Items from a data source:
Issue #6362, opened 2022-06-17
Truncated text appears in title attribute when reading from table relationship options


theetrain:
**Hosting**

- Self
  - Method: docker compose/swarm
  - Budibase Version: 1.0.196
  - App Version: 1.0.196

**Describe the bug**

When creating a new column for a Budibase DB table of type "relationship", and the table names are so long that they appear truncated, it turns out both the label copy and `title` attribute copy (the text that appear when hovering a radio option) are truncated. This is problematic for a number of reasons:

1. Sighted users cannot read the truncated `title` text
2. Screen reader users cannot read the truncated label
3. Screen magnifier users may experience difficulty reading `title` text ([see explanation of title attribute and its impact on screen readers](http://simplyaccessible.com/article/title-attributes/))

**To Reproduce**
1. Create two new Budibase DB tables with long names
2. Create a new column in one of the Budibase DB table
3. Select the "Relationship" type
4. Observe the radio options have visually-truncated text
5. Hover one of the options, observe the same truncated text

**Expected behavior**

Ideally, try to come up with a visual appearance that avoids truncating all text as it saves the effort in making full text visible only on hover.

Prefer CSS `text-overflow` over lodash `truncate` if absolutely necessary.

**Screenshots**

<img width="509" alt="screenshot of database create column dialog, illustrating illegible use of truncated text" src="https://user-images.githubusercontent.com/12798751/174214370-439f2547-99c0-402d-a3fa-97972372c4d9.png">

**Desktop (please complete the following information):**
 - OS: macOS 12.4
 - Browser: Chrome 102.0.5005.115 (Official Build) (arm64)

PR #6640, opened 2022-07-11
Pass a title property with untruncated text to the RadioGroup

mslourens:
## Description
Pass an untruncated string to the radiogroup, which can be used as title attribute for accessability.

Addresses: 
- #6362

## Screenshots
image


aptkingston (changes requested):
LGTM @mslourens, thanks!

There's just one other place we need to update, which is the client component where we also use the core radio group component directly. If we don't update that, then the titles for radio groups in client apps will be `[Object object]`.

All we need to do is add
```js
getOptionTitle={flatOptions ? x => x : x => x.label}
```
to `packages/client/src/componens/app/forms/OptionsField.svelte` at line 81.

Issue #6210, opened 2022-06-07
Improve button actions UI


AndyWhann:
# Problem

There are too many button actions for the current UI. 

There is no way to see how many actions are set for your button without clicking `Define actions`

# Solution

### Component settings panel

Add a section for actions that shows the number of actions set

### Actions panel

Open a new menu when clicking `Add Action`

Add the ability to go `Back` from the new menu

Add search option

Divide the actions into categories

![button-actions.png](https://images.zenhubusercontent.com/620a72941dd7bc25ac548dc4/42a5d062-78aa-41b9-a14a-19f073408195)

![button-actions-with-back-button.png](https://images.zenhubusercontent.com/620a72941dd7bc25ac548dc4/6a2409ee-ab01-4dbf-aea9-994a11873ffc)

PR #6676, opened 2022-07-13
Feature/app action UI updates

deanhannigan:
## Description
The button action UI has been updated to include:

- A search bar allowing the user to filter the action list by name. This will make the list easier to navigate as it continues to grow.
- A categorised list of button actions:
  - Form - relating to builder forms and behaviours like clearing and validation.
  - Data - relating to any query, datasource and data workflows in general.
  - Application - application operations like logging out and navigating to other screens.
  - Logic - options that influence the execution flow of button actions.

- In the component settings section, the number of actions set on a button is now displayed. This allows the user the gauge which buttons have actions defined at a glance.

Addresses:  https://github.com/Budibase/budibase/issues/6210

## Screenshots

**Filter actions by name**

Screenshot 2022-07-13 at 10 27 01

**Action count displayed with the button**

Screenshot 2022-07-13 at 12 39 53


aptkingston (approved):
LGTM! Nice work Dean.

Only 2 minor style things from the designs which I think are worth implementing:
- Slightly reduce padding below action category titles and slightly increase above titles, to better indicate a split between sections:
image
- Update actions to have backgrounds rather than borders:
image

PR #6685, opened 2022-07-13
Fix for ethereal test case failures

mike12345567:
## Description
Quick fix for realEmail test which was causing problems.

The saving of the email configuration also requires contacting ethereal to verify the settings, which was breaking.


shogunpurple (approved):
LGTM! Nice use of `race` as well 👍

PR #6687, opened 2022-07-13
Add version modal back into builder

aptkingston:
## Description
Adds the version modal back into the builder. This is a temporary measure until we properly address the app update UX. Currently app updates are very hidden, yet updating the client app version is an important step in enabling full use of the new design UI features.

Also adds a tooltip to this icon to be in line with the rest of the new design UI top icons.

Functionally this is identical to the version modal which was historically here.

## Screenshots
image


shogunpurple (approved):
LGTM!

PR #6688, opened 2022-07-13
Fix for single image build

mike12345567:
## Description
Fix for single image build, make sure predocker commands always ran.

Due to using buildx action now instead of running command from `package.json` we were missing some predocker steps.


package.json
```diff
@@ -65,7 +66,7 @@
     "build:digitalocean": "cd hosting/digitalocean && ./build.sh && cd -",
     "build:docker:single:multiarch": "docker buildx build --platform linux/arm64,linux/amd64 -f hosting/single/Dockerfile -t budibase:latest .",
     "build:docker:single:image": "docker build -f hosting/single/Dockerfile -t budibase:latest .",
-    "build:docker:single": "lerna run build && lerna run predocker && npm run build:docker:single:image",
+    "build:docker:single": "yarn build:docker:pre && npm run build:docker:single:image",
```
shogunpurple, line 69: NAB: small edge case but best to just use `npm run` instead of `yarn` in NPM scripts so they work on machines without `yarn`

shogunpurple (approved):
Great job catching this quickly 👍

▸ **Prompt**:
A verbatim copy of the records above should be returned.

▸ **Written solution**:
Issue #6362, opened 2022-06-17
Truncated text appears in title attribute when reading from table relationship options


theetrain:
**Hosting**

- Self
  - Method: docker compose/swarm
  - Budibase Version: 1.0.196
  - App Version: 1.0.196

**Describe the bug**

When creating a new column for a Budibase DB table of type "relationship", and the table names are so long that they appear truncated, it turns out both the label copy and `title` attribute copy (the text that appear when hovering a radio option) are truncated. This is problematic for a number of reasons:

1. Sighted users cannot read the truncated `title` text
2. Screen reader users cannot read the truncated label
3. Screen magnifier users may experience difficulty reading `title` text ([see explanation of title attribute and its impact on screen readers](http://simplyaccessible.com/article/title-attributes/))

**To Reproduce**
1. Create two new Budibase DB tables with long names
2. Create a new column in one of the Budibase DB table
3. Select the "Relationship" type
4. Observe the radio options have visually-truncated text
5. Hover one of the options, observe the same truncated text

**Expected behavior**

Ideally, try to come up with a visual appearance that avoids truncating all text as it saves the effort in making full text visible only on hover.

Prefer CSS `text-overflow` over lodash `truncate` if absolutely necessary.

**Screenshots**

<img width="509" alt="screenshot of database create column dialog, illustrating illegible use of truncated text" src="https://user-images.githubusercontent.com/12798751/174214370-439f2547-99c0-402d-a3fa-97972372c4d9.png">

**Desktop (please complete the following information):**
 - OS: macOS 12.4
 - Browser: Chrome 102.0.5005.115 (Official Build) (arm64)

PR #6640, opened 2022-07-11
Pass a title property with untruncated text to the RadioGroup

mslourens:
## Description
Pass an untruncated string to the radiogroup, which can be used as title attribute for accessability.

Addresses: 
- #6362

## Screenshots
image


aptkingston (changes requested):
LGTM @mslourens, thanks!

There's just one other place we need to update, which is the client component where we also use the core radio group component directly. If we don't update that, then the titles for radio groups in client apps will be `[Object object]`.

All we need to do is add
```js
getOptionTitle={flatOptions ? x => x : x => x.label}
```
to `packages/client/src/componens/app/forms/OptionsField.svelte` at line 81.

Issue #6210, opened 2022-06-07
Improve button actions UI


AndyWhann:
# Problem

There are too many button actions for the current UI. 

There is no way to see how many actions are set for your button without clicking `Define actions`

# Solution

### Component settings panel

Add a section for actions that shows the number of actions set

### Actions panel

Open a new menu when clicking `Add Action`

Add the ability to go `Back` from the new menu

Add search option

Divide the actions into categories

![button-actions.png](https://images.zenhubusercontent.com/620a72941dd7bc25ac548dc4/42a5d062-78aa-41b9-a14a-19f073408195)

![button-actions-with-back-button.png](https://images.zenhubusercontent.com/620a72941dd7bc25ac548dc4/6a2409ee-ab01-4dbf-aea9-994a11873ffc)

PR #6676, opened 2022-07-13
Feature/app action UI updates

deanhannigan:
## Description
The button action UI has been updated to include:

- A search bar allowing the user to filter the action list by name. This will make the list easier to navigate as it continues to grow.
- A categorised list of button actions:
  - Form - relating to builder forms and behaviours like clearing and validation.
  - Data - relating to any query, datasource and data workflows in general.
  - Application - application operations like logging out and navigating to other screens.
  - Logic - options that influence the execution flow of button actions.

- In the component settings section, the number of actions set on a button is now displayed. This allows the user the gauge which buttons have actions defined at a glance.

Addresses:  https://github.com/Budibase/budibase/issues/6210

## Screenshots

**Filter actions by name**

Screenshot 2022-07-13 at 10 27 01

**Action count displayed with the button**

Screenshot 2022-07-13 at 12 39 53


aptkingston (approved):
LGTM! Nice work Dean.

Only 2 minor style things from the designs which I think are worth implementing:
- Slightly reduce padding below action category titles and slightly increase above titles, to better indicate a split between sections:
image
- Update actions to have backgrounds rather than borders:
image

PR #6685, opened 2022-07-13
Fix for ethereal test case failures

mike12345567:
## Description
Quick fix for realEmail test which was causing problems.

The saving of the email configuration also requires contacting ethereal to verify the settings, which was breaking.


shogunpurple (approved):
LGTM! Nice use of `race` as well 👍

PR #6687, opened 2022-07-13
Add version modal back into builder

aptkingston:
## Description
Adds the version modal back into the builder. This is a temporary measure until we properly address the app update UX. Currently app updates are very hidden, yet updating the client app version is an important step in enabling full use of the new design UI features.

Also adds a tooltip to this icon to be in line with the rest of the new design UI top icons.

Functionally this is identical to the version modal which was historically here.

## Screenshots
image


shogunpurple (approved):
LGTM!

PR #6688, opened 2022-07-13
Fix for single image build

mike12345567:
## Description
Fix for single image build, make sure predocker commands always ran.

Due to using buildx action now instead of running command from `package.json` we were missing some predocker steps.


package.json
```diff
@@ -65,7 +66,7 @@
     "build:digitalocean": "cd hosting/digitalocean && ./build.sh && cd -",
     "build:docker:single:multiarch": "docker buildx build --platform linux/arm64,linux/amd64 -f hosting/single/Dockerfile -t budibase:latest .",
     "build:docker:single:image": "docker build -f hosting/single/Dockerfile -t budibase:latest .",
-    "build:docker:single": "lerna run build && lerna run predocker && npm run build:docker:single:image",
+    "build:docker:single": "yarn build:docker:pre && npm run build:docker:single:image",
```
shogunpurple, line 69: NAB: small edge case but best to just use `npm run` instead of `yarn` in NPM scripts so they work on machines without `yarn`

shogunpurple (approved):
Great job catching this quickly 👍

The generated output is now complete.